Problem to work on: Please report, as a bare number, how many lines below include the string "reduce".

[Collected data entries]
PR #2638, opened 2024-07-26
MWPW-155314 [MEP] Enable Entitlements + Operator

JingleH:
This PR aims to address this scenario: when an experience column is authored to like `desktop & cc-all-apps-any` in MEP Manifest, right now, unless there's coincidently another column like `cc-all-apps-any`, the variant `desktop & cc-all-apps-any` will never get selected. Reason is that current logic in `getPersonalizationVariant()` for splitting variant name doesn't include `&`, so `hasEntitlementTag` will stay false, leading to no entitlement resolution. The code change tries to split by `&` when building out `variantInfo.allNames`. It is used to check if any entitlement tags are used. `variantInfo[name]` is used for variant mapping and thus unmodified.

This bug might again be trickier to reproduce, due to Milo by default doesn't do entitlements when logged out, and IMS only working on very specific branch links. ~~So on the feature branch, the page is in a deadlock situation, with MEP waiting for entitlements that will never be resolved.~~ (added a catch for IMS error so entitlements will still resolve). But you can create a MEP experience like https://gnav--milo--adobecom.hlx.page/drafts/jinglhua/desktop-entitlements and https://main--milo--adobecom.hlx.page/drafts/jinglhua/desktop-ent.json and then use logs or breakpoints around `variantInfo` and confirm that entitlements not getting resolved currently. To verify my fix, do the same, and you should see that at least it tries to resolve (will be resolved to an empty array due to IMS).

Resolves: https://jira.corp.adobe.com/browse/MWPW-155314

**Test URLs:**
- Before: https://stage--milo--adobecom.hlx.page/drafts/jinglhua/desktop-entitlements
- After: https://mep-entitlements-operator--milo--adobecom.hlx.page/drafts/jinglhua/desktop-entitlements

### DIFF
--- a/libs/features/personalization/personalization.js
+++ b/libs/features/personalization/personalization.js
@@ -576,20 +576,26 @@ const checkForParamMatch = (paramStr) => {
   return false;
 };
 
+function trimNames(arr) {
+  return arr.map((v) => v.trim()).filter(Boolean);
+}
+export function buildVariantInfo(variantNames) {
+  return variantNames.reduce((acc, name) => {
+    let nameArr = [name];
+    if (!name.startsWith(TARGET_EXP_PREFIX)) nameArr = name.split(',');
+    acc[name] = trimNames(nameArr);
+    acc.allNames = [...acc.allNames, ...trimNames(name.split(/[,&]|\bnot\b/))];
+    return acc;
+  }, { allNames: [] });
+}
+
 async function getPersonalizationVariant(manifestPath, variantNames = [], variantLabel = null) {
   const config = getConfig();
   if (config.mep?.variantOverride?.[manifestPath]) {
     return config.mep.variantOverride[manifestPath];
   }
 
-  const variantInfo = variantNames.reduce((acc, name) => {
-    let nameArr = [name];
-    if (!name.startsWith(TARGET_EXP_PREFIX)) nameArr = name.split(',');
-    const vNames = nameArr.map((v) => v.trim()).filter(Boolean);
-    acc[name] = vNames;
-    acc.allNames = [...acc.allNames, ...vNames];
-    return acc;
-  }, { allNames: [] });
+  const variantInfo = buildVariantInfo(variantNames);
 
   const entitlementKeys = Object.values(await getEntitlementMap());
   const hasEntitlementTag = entitlementKeys.some((tag) => variantInfo.allNames.includes(tag));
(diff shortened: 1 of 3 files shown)


chrischrischris (commented):
If possible add a unit test case

libs/features/personalization/personalization.js
```diff
@@ -571,13 +571,12 @@ async function getPersonalizationVariant(manifestPath, variantNames = [], varian
...
-
+  const trimNames = (arr) => arr.map((v) => v.trim()).filter(Boolean);
   const variantInfo = variantNames.reduce((acc, name) => {
     let nameArr = [name];
     if (!name.startsWith(TARGET_EXP_PREFIX)) nameArr = name.split(',');
-    const vNames = nameArr.map((v) => v.trim()).filter(Boolean);
-    acc[name] = vNames;
-    acc.allNames = [...acc.allNames, ...vNames];
+    acc[name] = trimNames(nameArr);
+    acc.allNames = [...acc.allNames, ...trimNames(name.split(/[,&]/))];
```
chrischrischris, line 579: also need to account for the `not` keyword
see https://milo.adobe.com/docs/authoring/features/personalization-manifests-experiences-tab

JingleH: ahh... good catch sir!

JingleH:
i'll be adding UT on Monday

vhargrave (commented):
looks great to me asides from the points Chris made 👍 .
I'll approve once those are done. Nice one mate!

vgoodric:
Looking good so far to me as well. Will check back after "not" support and unit test updates are ready

libs/features/personalization/personalization.js
JingleH: Hi @chrischrischris , I updated the regex and unit tests. We should be all covered!

JingleH:
Hello friends @chrischrischris  @vivgoodrich @vhargrave, all comments are taken care of and changed lines are 100% covered by unit tests. Let me know if you find anything else!

JingleH:
> und `variantInfo` and confirm that entitlements not getting resolved currently. To verify my fix, do the same, and you should see that at le

done the rebase!

vgoodric:
I think I'm missing something.
are you reversing the value if there is a "not"?
like if they are in "cc-all-app-any" then "not cc-all-app-any" should return false
and I can't tell if you're doing that

mokimo (approved):

vgoodric (approved):

vgoodric:
Discussed the issue with Jingle and am no longer concerned about the handling of the "not" operator.

vhargrave (approved):
very nice!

Finished exercise: 3